愛妻記
劇場公開日:1959年2月24日
解説
尾崎一雄の『芳兵衛物語』の映画化。「愛の濃淡」の長瀬喜伴が脚色、「みみずく説法」の久松静児が監督、「おトラさん大繁盛」の栗林実が撮影を、それぞれ担当した。
1959年製作/107分/日本
配給:東宝
劇場公開日:1959年2月24日
ストーリー
昭和七年、新進作家多木太一は、妻の節子と別れて早稲田附近の下宿屋に暢気な日々を送っていた。ところが、多木の後輩石井は、学生ながら郷里の女純子と結婚、麻雀クラブをはじめるという、抜け目ない男だった。そして多木は云われるままにその店を手伝っていた。その店には純子の友達芳江も郷里から手伝いに来ていた。子供子供したところこそあったが、元気に働く芳江は人気の的だった。そんな時、純子と石井の両親の仲がうまくいかず、石井夫婦は多木の下宿にうつって来た。そんなことで多木と芳江の仲は急速に進んで、二人は将来を誓い合う仲になった。
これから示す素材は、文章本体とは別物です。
PR #806, opened 2022-12-07
Further reworks of the documents loading…

sailingKieler:
... to concentrate accesses the TextDocuments and FS in the 'LangiumDocumentFactory'

followup on #788, #801

### DIFF
--- a/packages/langium/src/workspace/documents.ts
+++ b/packages/langium/src/workspace/documents.ts
@@ -157,6 +157,12 @@ export interface LangiumDocumentFactory {
     fromModel<T extends AstNode = AstNode>(model: T, uri: URI): LangiumDocument<T>;
 
     /**
+     * Create a Langium document for the given URI. The document shall be fetched from the {@link TextDocuments}
+     * service if present, and loaded via the configured {@link FileSystemProvider} otherwise.
+     */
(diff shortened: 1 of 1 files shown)


spoenemann (approved):
Yes, another improvement!

packages/langium/src/workspace/documents.ts
```diff
@@ -156,6 +156,12 @@ export interface LangiumDocumentFactory {
      */
     fromModel<T extends AstNode = AstNode>(model: T, uri: URI): LangiumDocument<T>;
 
+    /**
+     * Create a Langium document for the given URI. The document shall be fetched from the {@link TextDocuments}
+     * service if present, and loaded via the configured {@link FileSystemProvider} otherwise.
+     */
+    create<T extends AstNode = AstNode>(uri: URI): LangiumDocument<T>
```
sailingKieler, line 163: I removed the additional optional `content` parameter that was in here in my first draft.
IMO this justifies the presence of the 'from...' methods much better, the document builder needs just this, and everything below is just implementation detail of `DefaultLangiumDocumentFactory`.

@spoenemann @msujew  Do you agree?

spoenemann: 👍

PR #808, opened 2022-12-08
Fix type-generator.test on Windows

kaisalmen:
Test  type-generator.test.ts is broken on Windows because of different line endings.
In addition `clean` now removes out folders to clean old garbage,
I also would like to add volta to easily enforce a specific node/npm version, but I don't know if you want this?

### DIFF
--- a/packages/langium-cli/test/generator/types-generator.test.ts
+++ b/packages/langium-cli/test/generator/types-generator.test.ts
@@ -14,12 +14,10 @@ describe('Types generator', () => {
 
     test('should generate types file', async () => {
         const result = (await parseHelper<Grammar>(grammar)(TEST_GRAMMAR)).parseResult;
-        const typesFileContent = generateTypesFile(grammar, [result.value]);
-        let expectedTypes = EXPECTED_TYPES;
-        if (process.platform === 'win32') {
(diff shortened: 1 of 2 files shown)


packages/langium-cli/test/generator/types-generator.test.ts
```diff
@@ -15,7 +15,11 @@ describe('Types generator', () => {
     test('should generate types file', async () => {
         const result = (await parseHelper<Grammar>(grammar)(TEST_GRAMMAR)).parseResult;
         const typesFileContent = generateTypesFile(grammar, [result.value]);
```
msujew, line 17: Suggestion: I believe it'd be better to just always remove `\r` from the generated results. Makes it less verbose (though at the cost of making it less explicit why we perform the replacement.

```suggestion
        const typesFileContent = generateTypesFile(grammar, [result.value]).replace(/\r/g, '');
```

kaisalmen: This is actually the better idea. This way the expectation is not changed. I will add a comment to why this is done.

kaisalmen:
@msujew are you ok with the other changes in the `package,json`

msujew (approved):
LGTM 👍

Issue #700, opened 2022-09-27
Properties of interface definitions never being assigned are ignored during AST generation


sailingKieler:
The generation of interface properties apparently wants to be smart and ignores those properties that are never assigned within a parser rule.
In rare cases it's required to add such property definitions explicitly to have the property accessible from a super type defined as a union type definition.

Thus, please drop the filtering.

PR #837, opened 2022-12-15
Respect inheritance for actions and unassigned rulecalls

msujew:
Fixes an issue I noticed while investigating https://github.com/langium/langium/issues/775. When calling an unassigned action, we assume that the previous existing type becomes the super type of the new type. This wasn't always the case. This change addresses this.


pluralia:
Cool, it looks like you close #700!

pluralia (approved):
I approve changes: maximum call stack size comes anyway, but problem with unassigned rule calls and actions is fixed.

PR #840, opened 2022-12-15
Add type validation with respect to the hierarchy

### LINKED ISSUE #823: Property types validation doesn't pay attention to types hierarchy
Langium version: 0.5.0
Package name: langium

## Steps To Reproduce
```
Named: name = ID;
Expression: NamedRef;
NamedRef: ref=[Named];

interface QualifiedRef extends NamedRef {
    qualifier: Expression
}

QualifiedRef returns QualifiedRef:
    qualifier=NamedRef ref=[Named];

QualifiedRefWithAction infers Expression:
    NamedRef {QualifiedRef.qualifier=current} '.' ref=[Named];
```
 
## The current behavior
The error `The assigned type 'NamedRef' is not compatible with the declared property 'qualifier' of type 'Expression': 'NamedRef' is not expected.` rises for `QualifiedRef` and `QualifiedRefWithAction`.

## The expected behavior
No errors since `NamedRef` is `Expression`.

pluralia:
Closes #823.
Adds `typeToAlias` that maps a type name to its hierarchy root -- a type that doesn't inherit anything. Validation uses this structure to map all types to their roots and compare roots instead of initial types.

### DIFF
--- a/packages/langium/test/grammar/type-system/type-validator.test.ts
+++ b/packages/langium/test/grammar/type-system/type-validator.test.ts
@@ -450,4 +450,34 @@ describe('Property types validation takes in account types hierarchy', () => {
         expect(validation.diagnostics).toStrictEqual([]);
     });
 
+    test('Handling type aliases shouldn\'t disable other validations.', async () => {
+        const validation = await validate(`
+            interface Y {
+                y: Z1
+            }
+            
+            interface Z {
+                name: string
+            }
+            
+            interface Z1 extends Z {
+                z: number
+            }
+            
+            interface Z2 extends Z {
+                a: string
+            }
+            
+            Y returns Y: y=Z2;
+            
+            Z1 returns Z1: z=NUMBER name=ID;
+            Z2 returns Z2: a=ID name=ID;
+
+            terminal ID: /[_a-zA-Z][\\w_]*/;
+            terminal NUMBER returns number: /[0-9]+(\\.[0-9]*)?/;
+        `);
+
+        expect(validation.diagnostics.filter(d => d.severity === DiagnosticSeverity.Error)).toHaveLength(1);
+    });
+
 });
--- a/packages/langium/test/grammar/type-system/type-validator.test.ts
+++ b/packages/langium/test/grammar/type-system/type-validator.test.ts
@@ -394,20 +394,60 @@ describe('Property types validation takes in account types hierarchy', () => {
         expect(validation.diagnostics).toStrictEqual([]);
     });
 
-    // todo: a type can have 2 and more parents
     // here `X` can be `string` or `XY` and `Y` cab be `number` or `XY
-    // test('Usage of child type with some parents is validated correctly.', async () => {
-    //     const validation = await validate(`
-    //         X returns string: 'X';
-    //         Y returns number: NUMBER;
-    //         QualifiedRef: name=NUMBER;
-    //         XY returns XY: X | Y | QualifiedRef;
-    //         terminal NUMBER returns number: /[0-9]+(\\.[0-9]+)?/;
+    test('Usage of child type with some parents is validated correctly.', async () => {
+        const validation = await validate(`
+            X returns string: 'X';
+            Y returns number: NUMBER;
+            QualifiedRef: name=NUMBER;
+            XY returns XY: X | Y | QualifiedRef;
+            terminal NUMBER returns number: /[0-9]+(\\.[0-9]+)?/;
 
-    //         type XY = string | number | QualifiedRef;
-    //     `);
+            type XY = string | number | QualifiedRef;
+        `);
 
-    //     expect(validation.diagnostics).toStrictEqual([]);
-    // });
+        expect(validation.diagnostics).toStrictEqual([]);
+    });
+
+    test('Keywords are subtypes of strings.', async () => {
+        const validation = await validate(`
+            interface BinaryExpression {
+                left: Expression
+                right: Expression
+                operator: string
+            }
+            
+            Expression:
+                PrimaryExpression ({BinaryExpression.left=current} operator=('+' | '-') right=PrimaryExpression)*;
+            
+            PrimaryExpression infers Expression:
+                {infer NumberLiteral} value=NUMBER;
+
+            terminal NUMBER returns number: /[0-9]+(\\.[0-9]*)?/;
+        `);
+
+        expect(validation.diagnostics).toStrictEqual([]);
+    });
+
+    test('Type aliases replace types correctly.', async () => {
+        const validation = await validate(`
+            X: name=ID;
+            AliasX: X;
+            
+            interface YType {
+                prop: AliasX
+            }
+            Y returns YType: prop=X;
+            
+            interface ZType {
+                prop: X
+            }
+            Z returns ZType: prop=AliasX;
+
+            terminal ID: /[_a-zA-Z][\\w_]*/;
+        `);
+
+        expect(validation.diagnostics).toStrictEqual([]);
+    });
 
 });
--- a/packages/langium/test/grammar/type-system/type-validator.test.ts
+++ b/packages/langium/test/grammar/type-system/type-validator.test.ts
@@ -394,4 +394,20 @@ describe('Property types validation takes in account types hierarchy', () => {
         expect(validation.diagnostics).toStrictEqual([]);
     });
 
+    // todo: a type can have 2 and more parents
+    // here `X` can be `string` or `XY` and `Y` cab be `number` or `XY
+    // test('Usage of child type with some parents is validated correctly.', async () => {
+    //     const validation = await validate(`
+    //         X returns string: 'X';
+    //         Y returns number: NUMBER;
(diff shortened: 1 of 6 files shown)


pluralia:
The current algorithm doesn't pay attention to the fact that a type can have 2+ roots -- this situation may not work perfectly (I added a commented test to demonstrate this). I'd suggest putting this problem in a new issue.

msujew (commented):
I noticed that the approach to look for a common supertype between the assigned and expected type doesn't work as expected. In the following case, the validation will not yield an error, while the types are actually not assignable:

```
interface Y {
    y: Z1
}

interface Z {
    name: string
}

interface Z1 extends Z {
    z: number
}

interface Z2 extends Z {
    a: string
}

Y returns Y: y=Z2;

Z1 returns Z1: z=INT name=ID;
Z2 returns Z2: a=ID name=ID;
```

Instead, the validation should only look whether the expected type is either the actual type or one of its super types.

pluralia:
> Instead, the validation should only look whether the expected type is either the actual type or one of its super types.

Sounds reasonable, but in general case expected and action type is a types alternative and not just one type, and we don't know how types of these 2 type alternatives are coupled. Example:
```
type X = A | B;
RuleX returns X: AA | BB;

AA returns AA: aa=ID;
BB returns BB: bb=ID;

interface A {}
interface B {}
interface AA extends A {
    aa: string
}
interface BB extends B {
    bb: string
}
```
Here `RuleX` uses a declared type `X` correctly: both type alternatives are children of type alternatives that `X` declares. However, when we check consistency of `RuleX` and `X`, we don't know how we should compare alternatives: `A` wtih `AA` or `A` with `BB`?

The presented solution solves this problem: type alternatives of and inferred, and declared type will be normalized. As a result, and `A`, and `AA` will be transformed to `A`, and comparison becomes trivial. However, you showed a problem of this solution.

I have another idea. We should collect all super types and aliases per type and produce all possible type alternatives to find the match. We can attach them to the declared type. For the example above to the `X`'s type alternative `A | B`, `A | BB`, `AA | B`, `AA | BB` would be attached. Attaching will allow as reuse calculation of all possible type alternatives for validation of many parser rules.

packages/langium/test/grammar/type-system/type-validator.test.ts
```diff
@@ -277,83 +277,207 @@ describe('validate properties duplication in types hierarchy', () => {
...
+            Y returns Y: y=Z2;
+            
+            Z1 returns Z1: z=NUMBER name=ID;
+            Z2 returns Z2: a=ID name=ID;
+
+            terminal ID: /[_a-zA-Z][\\w_]*/;
+            terminal NUMBER returns number: /[0-9]+(\\.[0-9]*)?/;
+        `);
+
+        expect(validation.diagnostics.filter(d => d.severity === DiagnosticSeverity.Error)).toHaveLength(1);
```
msujew, line 480:
```suggestion
        const assignment = streamAllContents(validation.document.parseResult.value).filter(isAssignment).toArray()[0];
        expectError(validation, "The assigned type 'Z2' is not compatible with the declared property 'y' of type 'Z1':  'Z2' is not expected.", {
            node: assignment,
            property: {
                name: 'feature'
            }
        });
```

packages/langium/test/grammar/type-system/type-validator.test.ts
```diff
@@ -277,83 +277,207 @@ describe('validate properties duplication in types hierarchy', () => {
...
+            }
+            Z returns ZType: prop=AliasX;
+
+            terminal ID: /[_a-zA-Z][\\w_]*/;
+        `);
+
+        expect(validation.diagnostics).toStrictEqual([]);
+    });
+
+    test('Handling type aliases shouldn\'t disable other validations.', async () => {
```
msujew, line 453:
```suggestion
    test('Should create error on assignments with incorrect hierarchy', async () => {
```

packages/langium/test/grammar/type-system/type-validator.test.ts
```diff
@@ -277,83 +277,207 @@ describe('validate properties duplication in types hierarchy', () => {
...
+            
+            interface ZType {
+                prop: X
+            }
+            Z returns ZType: prop=AliasX;
+
+            terminal ID: /[_a-zA-Z][\\w_]*/;
+        `);
+
+        expect(validation.diagnostics).toStrictEqual([]);
```
msujew, line 450:
```suggestion
        expectNoIssues(validation);
```

packages/langium/test/grammar/type-system/type-validator.test.ts
```diff
@@ -277,83 +277,207 @@ describe('validate properties duplication in types hierarchy', () => {
...
+            Expression:
+                PrimaryExpression ({BinaryExpression.left=current} operator=('+' | '-') right=PrimaryExpression)*;
+            
+            PrimaryExpression infers Expression:
+                {infer NumberLiteral} value=NUMBER;
+
+            terminal NUMBER returns number: /[0-9]+(\\.[0-9]*)?/;
+        `);
+
+        expect(validation.diagnostics).toStrictEqual([]);
```
msujew, line 429:
```suggestion
        expectNoIssues(validation);
```

packages/langium/test/grammar/type-system/type-validator.test.ts
```diff
@@ -277,83 +277,207 @@ describe('validate properties duplication in types hierarchy', () => {
...
+            X returns string: 'X';
+            Y returns number: NUMBER;
+            QualifiedRef: name=NUMBER;
+            XY returns XY: X | Y | QualifiedRef;
+            terminal NUMBER returns number: /[0-9]+(\\.[0-9]+)?/;
+
+            type XY = string | number | QualifiedRef;
+        `);
+
+        expect(validation.diagnostics).toStrictEqual([]);
```
msujew, line 409: expectNoIssues(validation);

packages/langium/test/grammar/type-system/type-validator.test.ts
```diff
@@ -277,83 +277,207 @@ describe('validate properties duplication in types hierarchy', () => {
...
+            interface NamedRef {
+                ref: @Named
+            }
+            
+            interface QualifiedRef extends NamedRef {
+                qualifier: Expression
+            }        
+        `);
+
+        expect(validation.diagnostics).toStrictEqual([]);
```
msujew, line 394: expectNoIssues(validation);

packages/langium/test/grammar/type-system/type-validator.test.ts
```diff
@@ -277,83 +277,207 @@ describe('validate properties duplication in types hierarchy', () => {
...
+    test('Type aliases are validated correctly.', async () => {
+        const validation = await validate(`
+            interface TypeA {
+                name: string
+            }
+            A returns TypeA: name=QualifiedName;
+            QualifiedName returns string: 'QualifiedName';
+        `);
+
+        expect(validation.diagnostics).toStrictEqual([]);
```
msujew, line 373: expectNoIssues(validation);

packages/langium/test/grammar/type-system/type-validator.test.ts
```diff
@@ -277,83 +277,207 @@ describe('validate properties duplication in types hierarchy', () => {
...
+            node: attribute!,
+            property: { name: 'typeAlternatives' }
         });
     });
+});
+
+// https://github.com/langium/langium/issues/823
+describe('Property types validation takes in account types hierarchy', () => {
+
+    test('Type aliases are validated correctly.', async () => {
```
msujew, line 364:
```suggestion
    test('Type aliases can be assigned to primitive types.', async () => {
```

packages/langium/test/grammar/type-system/type-validator.test.ts
```diff
@@ -277,83 +277,207 @@ describe('validate properties duplication in types hierarchy', () => {
...
+                name: string
+            }
+            A returns TypeA: name=QualifiedName;
+            QualifiedName returns string: 'QualifiedName';
+        `);
+
+        expect(validation.diagnostics).toStrictEqual([]);
+    });
+
+    test('Usage of child type is validated correctly.', async () => {
```
msujew, line 376:
```suggestion
    test('Child type can be assigned correctly.', async () => {
```

packages/langium/test/grammar/type-system/type-validator.test.ts
```diff
@@ -277,83 +277,207 @@ describe('validate properties duplication in types hierarchy', () => {
...
+            PrimaryExpression infers Expression:
+                {infer NumberLiteral} value=NUMBER;
+
+            terminal NUMBER returns number: /[0-9]+(\\.[0-9]*)?/;
+        `);
+
+        expect(validation.diagnostics).toStrictEqual([]);
+    });
+
+    test('Type aliases replace types correctly.', async () => {
```
msujew, line 432:
```suggestion
    test('Type aliases can be assigned correctly for types', async () => {
```

msujew (approved):
Works good for me, just some comments on the newly added test code.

春の天気のいい日、多木と芳江は見すぼらしい下宿屋の一室に、愛の巣を持った。恩師の世話で古典を現代語に訳す仕事をもらったと云っても、生活は苦しかった。しかし、芳江は着物を質に入れ、金を手にすると“儲った!”と喜ぶ無邪気さだった。正月早々、着るものがなく仮病を使うほどの貧乏だったが、芳江は笑いを忘れなかった。一方、石井夫婦は親と衝突、遂に家出、警察に捜索願いが出されるという騒ぎだった。また、多木の先妻節子が、後輩の大衆作家茂木といさかいし、多木の親友の新進作家深見にともなわれて説得をたのみに来たりした。しかし、多木を信ずる芳江は少しも気を廻したりせずかえってわが事のように心配するのだった。これにくらべ石井の方は散々だった。生活のため純子がカフェーづとめするようになると、石井はあらぬ疑念をもっていさかいがたえなかった。そんなある日、芳江の幼なじみ野々宮がたずねて来た。自分がいては話にくかろうと風呂に来た多木を見て石井は感心した。しかし、翌日、野々宮と浅草に行った芳江を待つ多木は淋しかった。それは芳江も同じであった。夕刻、散歩に出た芳江は、愛の結晶がやどったことを告げた。多木は生れて来る子供のためにも、今度こそ頑張ることを心に誓うのだった。